▸ **Task description**
In your answer, copy every entry that follows exactly.

━━━ Available data ━━━

PR #613, opened 2018-10-10
Upgrade to new React context API

Pessimistress:
React plans to remove the legacy context API in v17: https://reactjs.org/docs/context.html

Note: additional-overlay example is broken, will fix in a follow up PR.

@XiaokaiUber

### DIFF
--- a/src/components/base-control.js
+++ b/src/components/base-control.js
@@ -52,13 +52,13 @@ export default class BaseControl extends PureComponent {
   constructor(props) {
     super(props);
 
-    this.context = {};
+    this._context = {};
     this._events = null;
     this._containerRef = null;
   }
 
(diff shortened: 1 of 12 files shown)


src/components/base-control.js
```diff
@@ -39,24 +40,19 @@ const defaultProps = {
...
  * is almost always triggered by a viewport change, we almost definitely need to
  * recalculate the marker's position when the parent re-renders.
  */
-export default class BaseControl extends Component {
+export default class BaseControl extends PureComponent {
 
   constructor(props) {
     super(props);
 
+    this.context = {};
```
TrySound: This may be broken because `context` field is used by old context api. I would use another name.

━━━

▸ **Task output**
PR #613, opened 2018-10-10
Upgrade to new React context API

Pessimistress:
React plans to remove the legacy context API in v17: https://reactjs.org/docs/context.html

Note: additional-overlay example is broken, will fix in a follow up PR.

@XiaokaiUber

### DIFF
--- a/src/components/base-control.js
+++ b/src/components/base-control.js
@@ -52,13 +52,13 @@ export default class BaseControl extends PureComponent {
   constructor(props) {
     super(props);
 
-    this.context = {};
+    this._context = {};
     this._events = null;
     this._containerRef = null;
   }
 
(diff shortened: 1 of 12 files shown)


src/components/base-control.js
```diff
@@ -39,24 +40,19 @@ const defaultProps = {
...
  * is almost always triggered by a viewport change, we almost definitely need to
  * recalculate the marker's position when the parent re-renders.
  */
-export default class BaseControl extends Component {
+export default class BaseControl extends PureComponent {
 
   constructor(props) {
     super(props);
 
+    this.context = {};
```
TrySound: This may be broken because `context` field is used by old context api. I would use another name.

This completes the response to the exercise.